PR #2622, opened 2026-08-03
tofino-seq-server: add ringbuf counters

hawkw:
As noted in oxidecomputer/customer-support#1485, the `sidecar-seq-server` task has one very big ringbuf which logs a bunch of stuff. This can make it difficult to see if a specific event has ever occurred since boot, since stuff often falls off the end of the ringbuf. We can solve this using counters, which allow us to determine if something was *ever* recorded even if enough other events have been recorded that the thing we're looking for is no longer present in the ringbuf.

This commit adds counters to the Sidecar sequencer server's ringbuf, and derives the `Count` trait for various types in some of its dependencies as needed.

In a few cases, I needed to choose which of a pair of enums in a particular event ought to be the one that got the `#[count(children)]` annotation. I hope that I picked the thing that makes the most sense to count in those cases. If it's necesary to count both of the enums in some of those events, we can restructure the rignbuf entries to nest the enums so that we can count each set of combinations, but that increases the size of the generated counters table.

Surprisingly, it seems like the current RAM and flash allocations for this task are big enough to contain the rather large counters table we are now generating, so it didn't have to be increased.


task/ereportulator/src/main.rs
```diff
@@ -69,6 +69,8 @@ enum Trace {
 
 counted_ringbuf!(Trace, 16, Trace::None);
 
+ringbuf::ringbuf!(__LOL, Trace, 0, Trace::None);
```
Aaron-Hartwig: What is this?

Aaron-Hartwig (commented):
Left one question,but otherwise this LGTM. Thank you!

task/ereportulator/src/main.rs
hawkw: an unstaged diff for testing an unrelated change (#2614) which i committed by mistake. whoops!

Aaron-Hartwig (approved):

Aaron-Hartwig (changes requested):
gotta remove this too

task/ereportulator/src/main.rs
```diff
@@ -79,6 +79,7 @@ fn main() -> ! {
 
     let mut buffer = [0; idl::INCOMING_SIZE];
 
+    ringbuf_entry!(__LOL, Trace::None);
```
Aaron-Hartwig: gotta remove this too

Aaron-Hartwig (changes requested):

task/ereportulator/src/main.rs
hawkw: yeah i also noticed that lol 
image

Aaron-Hartwig (approved):

jamesmunns:
> one very big ringbuf which logs a bunch of stuff

Is it maybe worth shattering this into a couple of ringbufs, or maybe shunting some of the noiser events out to a separate buffer than the higher signal events?

hawkw:
> > one very big ringbuf which logs a bunch of stuff
> 
> Is it maybe worth shattering this into a couple of ringbufs, or maybe shunting some of the noiser events out to a separate buffer than the higher signal events?

That could be worth doing eventually. I was considering that as a possible thing to do if it turns out that the counters table generated for the current ringbuf ended up being really huge. But, I don't actually know enough about how the sequencer works on sidecar to have the "taste" for which entries go where. And, correlating a timeline of events across multiple ringbufs can be difficult unless there's a structure that indicates "each time this entry in the "main ringbuf" occurs, it logs exactly these entries in the "verbose"ringbuf" or similar.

****************************************

Across the whole listing above, find every line with the string "hawkw" and copy it.

• SOLUTION FOR THIS PROBLEM
hawkw:
hawkw: an unstaged diff for testing an unrelated change (#2614) which i committed by mistake. whoops!
hawkw: yeah i also noticed that lol 
hawkw:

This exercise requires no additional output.